Rereading Hergé’s Flight 714 last year I realised that it had first been published in 1968, the same year as Erich Von Däniken’s Chariots of the Gods? Von Däniken’s theory in this book (popular with teenagers around the world, or at least it was in my day) is that in Earth’s far-distant past it was visited by various extra-terrestrials whose far superior technology made them appear as gods or angels to our primitive ancestors. Flight 714 has Tintin and his companions taken aboard a hijacked plane to an island that, the natives claim, was once visited by gods in “fire-lorries”. There are statues that look suspiciously astronaut-like, and a strange man who can communicate telepathically, but aliens wipe the characters’ memories of these events before anyone else can be told.
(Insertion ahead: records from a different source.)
Issue #3179, opened 2021-06-16
The Windows nightly build is broken


omichel:
I guess the problem was introduced in #3087:
```bash
Error on line 2301 in D:\a\webots\webots\scripts\packaging\webots.iss: Source file "D:\a\webots\webots\resources\javascript\modules" does not exist.
```

See full log [here](https://github.com/cyberbotics/webots/runs/2834339850?check_suite_focus=true).

ad-daniel:
Appears to be working now, so I'm closing this issue.

PR #3181, opened 2021-06-16
Fix windows nightly build

ad-daniel:
**Description**
Addresses issue #3179.
It appears that for windows it's necessary to be verbose and include all folders.


omichel (approved):
It seems to work.
Thanks.

PR #3186, opened 2021-06-16
Removed obsolete Python 2.7 tests

omichel:
These tests were causing PEP8 failures with python 3 code, such as some f-strings.
Since Python 2.7 is deprecated since January 2021, we should get rid of it.


BenjaminDeleze (approved):
Thank you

I’m not sure if it was coincidence or a deliberate continuation of the Tintin theme that prompted Kerawala to do a Chariots of the Gods?-themed Timpa story. Legacy of the Gods opens with a direct reference to the book when we see Timpa’s father reading Von Däniken.
 

Daniken1

 
Soon after, Timpa visits an uncle in Murshidabad, stumbles upon a secret underground chamber and finds ancient scrolls written in an unknown script.
 
ASnake
 
As Timpa suffers from a raging fever caused by snakebite he dreams of a strange man (we will learn that he is an alien) who warns him that the knowledge in these 14,000 year old scrolls is dangerous to humans. The alien’s name is … Vladimir. I cannot explain this. I also cannot explain why Vladimir has sparser chest hair and better skin on the cover of the book.
 
EnterVladimir
 
The scrolls, it turns out, are in an old form of Pali. Naturally the Indian government fails to listen to young Timpa’s insistence on the importance of these scrolls. Naturally the Americans and the Russians (this is set in the 1980s) are interested. A series of kidnappings and interchangeable villains follow.

Naturally the Americans almost get away with it. Until the Russians blow up their helicopter.
 
Conflagration
 
And so once more, great (or terrible?) knowledge is lost to the world.